| 2021年09月22日(水) |
家の中、自分の他に誰もいなくなったのに、じっと本を読むことができない。心がざわざわする。思い切って外に出てみた。本屋の近くの珈琲屋に陣取り、本を開く。そうして薬丸岳著「誓約」を読み終える午後。 確かに、薬丸岳氏の作品は犯罪被害/犯罪加害の問題が色濃く取り扱われているのだけれど。それだけじゃないところが救いなのだな、と感じた。それは、ひととしてこれだけは、という部分が必ず、少なくとも私が読んできた何冊かの本には、描かれていた。私が薬丸岳氏の作品を読み終えた後いつも感じる切なさや安堵は、そこから来るのだろう。 現実はどうだろうか。 認知の歪みにずっぽりと染まった加害者の、その認知の歪みを歪みなのだよと伝えるだけでも難しい。伝え続けたとしても、その加害者は生涯、それを受け容れることができないまま死ぬことだって、ある。そこに救いはない。 それでも。 伝え続けることをやめてはいけないのだな、と。そんなことを思うのだ。ひととしてどうあるべきか、ありたいのか、そのことを自分自身常に自問しながら、必死に生きていかねばならぬのだな、と。 薬丸岳氏の著書からは、ひとがひととして生きることの大切さがこれでもかというほど匂い立つ。
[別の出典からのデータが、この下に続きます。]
PR #264, opened 2022-01-26
(tests) Run locale-dependent tests on multiple locales

perlun:
This provides an alternative approach to #262. Instead of running _the whole test suite_ on multiple locales, we run the particular tests which was seen to fail before #261 got merged, on those locales.

(For the curious ones, the way this was made was to make a temporary commit & branch on top of cdaed13, i.e. the parent commit of https://github.com/perlang-org/perlang/commit/b384c74bf20d7d0c9f42d94d6f8b0d97ebb7f370 / #261. That way, I could reproduce the previous failures quite easily to be able to tailor-fit these locale-specific changes by switching from `[Fact]` to `[Theory]`/data-driven tests for these test methods only.)

This does involve a certain cost in terms of more test code and slightly added complexity in that regard. The pros:

- _Slightly simpler CI config_
- _Potentially slightly faster CI_ (I haven't timed this, but we at least have 1 less job to run for each PR)
- _Can customize more as needed_. If we ever run into some edge cases which are only failing on a particular locale (God forbid), we could potentially add more parameterized tests for _that particular test only_, which could be useful.

### DIFF
--- a/src/Perlang.Tests.Integration/Number/NumberTests.cs
+++ b/src/Perlang.Tests.Integration/Number/NumberTests.cs
@@ -1,4 +1,6 @@
+using System.Globalization;
 using System.Linq;
+using System.Threading.Tasks;
 using Xunit;
 using static Perlang.Tests.Integration.EvalHelper;
 
@@ -95,9 +97,12 @@ namespace Perlang.Tests.Integration.Number
             Assert.Equal(-123, result);
         }
 
-        [Fact]
-        public void literal_float()
+        [Theory]
+        [ClassData(typeof(TestCultures))]
+        public async Task literal_float(CultureInfo cultureInfo)
         {
+            CultureInfo.CurrentCulture = cultureInfo;
+
             string source = @"
                 123.456
             ";
@@ -107,9 +112,12 @@ namespace Perlang.Tests.Integration.Number
             Assert.Equal(123.456, result);
         }
 
-        [Fact]
-        public void literal_negative_float()
+        [Theory]
+        [ClassData(typeof(TestCultures))]
+        public async Task literal_negative_float(CultureInfo cultureInfo)
         {
+            CultureInfo.CurrentCulture = cultureInfo;
+
             string source = @"
                 -0.001
             ";
@@ -119,9 +127,12 @@ namespace Perlang.Tests.Integration.Number
             Assert.Equal(-0.001, result);
         }
 
-        [Fact]
-        public void literal_float_with_underscore_in_integer_part()
+        [Theory]
+        [ClassData(typeof(TestCultures))]
+        public async Task literal_float_with_underscore_in_integer_part(CultureInfo cultureInfo)
         {
+            CultureInfo.CurrentCulture = cultureInfo;
+
             string source = @"
                 123_45.678
             ";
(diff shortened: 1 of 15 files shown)


src/Perlang.Tests.Integration/Number/NumberTests.cs
```diff
@@ -95,9 +97,12 @@ public void literal_negative_integer()
...
         }
 
-        [Fact]
-        public void literal_float()
+        [Theory]
+        [ClassData(typeof(TestCultures))]
+        public async Task literal_float(CultureInfo cultureInfo)
         {
+            CultureInfo.CurrentCulture = cultureInfo;
+
```
perlun, line 105: An important aspect regarding this is that changing the `CurrentCulture` _without making the test method be `async Task`_ would be dangerous, since the culture change would leak over to other test methods as well. Given this, I think we should add an ArchUnit.NET test to ensure that all test methods which take a `CultureInfo` parameter **must** be `async` and return a `Task`.

(The latter check is in fact not mandatory to check, since there's already an inspection in place that will cause errors on `async void` methods, which is definitely a dangerous anti-pattern that should be avoided.)

src/Perlang.Tests.Integration/Operator/Comparison.cs
```diff
@@ -261,9 +263,12 @@ public void zero_and_negative_zero_integers_are_identical()
             Assert.Equal(false, output);
         }
 
-        [Fact]
-        public void zero_less_than_negative_zero_is_false()
+        [Theory]
+        [ClassData(typeof(TestCultures))]
+        public void zero_less_than_negative_zero_is_false(CultureInfo cultureInfo)
```
perlun, line 268: Oops, this illustrates the problem mentioned in https://github.com/perlang-org/perlang/pull/264/files#r793446103. :see_no_evil: It's very easy to make these kind of mistakes by accident.

src/Perlang.Tests.Integration/Operator/Exponential.cs
```diff
@@ -86,9 +88,12 @@ public void exponential_negative_and_positive_integer_literals_again()
             Assert.Equal(new BigInteger(59049), result);
         }
 
-        [Fact]
-        public void exponential_integer_and_float_literals()
+        [Theory]
+        [ClassData(typeof(TestCultures))]
+        public void exponential_integer_and_float_literals(CultureInfo cultureInfo)
```
perlun, line 93: https://github.com/perlang-org/perlang/pull/264/files#r793446103

src/Perlang.Tests.Integration/ReservedKeywords/ReservedKeywordsTests.cs
```diff
@@ -485,7 +485,7 @@ public void function_return_type_detects_reserved_keyword_char()
         {
             string source = @"
                 fun foo(): char {
-                    return 123.45;
+                    return 123;
```
perlun, line 488: These are just simplifications to avoid making these tests use constructs which can have locale-dependent bugs. (the kind of things fixed in #261)

src/Perlang.Tests.Integration/Stdlib/Base64EncodeTests.cs
```diff
@@ -45,12 +45,12 @@ public void Base64_encode_with_a_long_string_argument_returns_the_expected_resul
...
         public void Base64_encode_with_a_numeric_argument_throws_the_expected_exception()
         {
-            var result = EvalWithValidationErrorCatch("Base64.encode(123.45)");
+            var result = EvalWithValidationErrorCatch("Base64.encode(123)");
             var runtimeError = result.Errors.First();
 
             Assert.Single(result.Errors);
 
-            Assert.Equal("Cannot pass double argument as string parameter to encode()", runtimeError.Message);
+            Assert.Equal("Cannot pass int argument as string parameter to encode()", runtimeError.Message);
```
perlun, line 53: Likewise, using `int` here is simpler since we don't need to demonstrate the locale-dependent bugs in this context. (they are already tested elsewhere)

ひとがひととして守るべきものは何か、譲れないものとは何か。 何となしに「薬丸岳」と検索したらWikipediaがトップに出てきて、薬丸氏が1969年生まれであることを知る。ああ、同世代の作家だったのか、と。どおりで薬丸氏が描く悲惨な事件に私自身覚えがあるわけだ、と納得する。実際に起きた、あってしまった事件の幾つかが、薬丸氏の中に色濃く刻まれていて、それが彼のベースを作っているのだなと勝手に解釈する。こういう昇華の仕方もあるのだな、と。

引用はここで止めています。